• Collected data entries:
•••••
PR #1076, opened 2023-09-26
Update external_completers.md

marcelarie:
use `enable` instead of `enabled`


sholderbach:
Thanks for the correction!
•••••
• Task details: Repeat all of the records verbatim, leaving nothing out.

• Solution for this problem:
PR #1076, opened 2023-09-26
Update external_completers.md

marcelarie:
use `enable` instead of `enabled`


sholderbach:
Thanks for the correction!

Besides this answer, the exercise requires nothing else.